Birmingham City fans will have to forgive the presumption of an Arsenal win on Sunday. No ribbons are on the cup. Cesc Fábregas is limping and Theo Walcott is hors de combat with an ankle strain. Wenger's classiest defender, Thomas Vermaelen, has been much missed this term. But for the purposes of a quality assessment that starts its work in 1998, it is reasonable to take the bookies' odds and guess Arsenal are about to escape their mini-wilderness.
Only when the Premier and Champions League campaigns have expired will we be entitled to place the current lot alongside Wenger's finest teams and assess their merit. Yet one of the most innocent pleasures of following a successful football team (not that most of us know that feeling) is deciding which of a string of winning sides is the one that best pumps the blood.

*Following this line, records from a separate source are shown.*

PR #107, opened 2021-04-26
Configure resources via config files, move common config to resources

ThePletch:
## Why

[Relevant ticket](https://broadinstitute.atlassian.net/browse/DSPDC-1706)

Configuring our Dagster pipelines using environment variables meant that:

There are still Manchester United followers who refuse to vacate those gilded years (1992-97) before Sir Alex Ferguson won his first European Cup near the end of the Millennium. These were teams of mighty intent. Schmeichel, Hughes, Cantona, Ince, Bruce, Irwin, Pallister: these were goliaths, assembled for the purposes of domestic domination.
With that mission fulfilled, United fanned out with a more European style, first with an unprecedented Premier League-FA Cup-Champions League treble in 1999 and then the cosmopolitanism of the Cristiano Ronaldo years. The realm of the senses is no bad place to start, and for many, still, no memory excites quite like the image of Ferguson's early title-winning sides ripping visitors to Old Trafford apart with a blend of skill and muscularity.
Strong characters are an entertainment genre, and that United side had plenty. By "strong" we mean possessed of an inability to regard defeat as an acceptable outcome. Compulsive winners experience losing as a personal affront, and are driven, by a fear of suffering such depressions, to avoid them at any price, which is why you hear conquered players say: "I never want to experience this feeling again."
Wenger's Invincibles were shot through with this mania. From the 2-1 home win against Everton on 16 August 2003, they went all the way through to a 2-1 victory against Leicester City on 15 May 2004 without losing a single league fixture. Along the way they lost FA Cup and Carling Cup semi-finals and went out of the Champions League to Chelsea in the quarter-finals.
Again, unlock the sensory memory bank and Highbury glows afresh with the pace, beauty and macho resolve of Arsenal's play. At the back, Lehmann, Lauren, Campbell, Kolo Touré and Ashley Cole kept guard. Ahead of the back five, Vieira, Edu and Silva were complementary pistons, defending and driving up the pitch with equal force. Best of all, the squadron of assisters and finishers: Henry, Bergkamp, Pires, Ljungberg, Parlour, Reyes and Kanu.
Watching last week's Arsenal-Barcelona style parade, the thought occurred that no international football match in memory has achieved so many artistic highs all the way through the 90 minutes. Also salient is the knowledge of how much the elite game has changed since the Invincibles, and certainly Wenger's Double-winning sides of 1998 and 2002.
In his early years, Wenger's success was based on George Graham's Impenetrables: Adams, Dixon, Keown, Bould, Winterburn, plus Vieira and the marvellous Petit. Bergkamp, Henry and Pires could afford to attack without wing-mirrors. The fundamental difference between the Arsenal of 1998-2005 and now is that the current generation have lacked the collective defensive strength to sustain the Wenger manifesto of constant positivity.
In the goalkeeping position, Wenger is guilty of consistent miscalculation. Old-guard defenders also mutter about the current back four's failure to operate as a single entity. The great Arsenal back lines were never five individuals. Co-ordination was the religion.
Wenger, though, has never adopted a fixed standpoint. His view was that football was evolving into a highly athletic game of top-speed counterattacks and sweeping moves, with less meaty tackling. But his mind was moving faster than history. Parts of the game remained resistant to his ideas about how it should be played. Safe goalkeeping is a non-negotiable. Consistent centre-back pairings are still not optional extras. Struggling teams still need to be picked up and carried by the mentally tough.
For nearly six years Wenger has worked his way round fallibilities to the point where Arsenal, with March nearly here, are strong on four fronts. These are tantalising days for a manager who found a glorious formula, seven years ago, but then craved an even better one.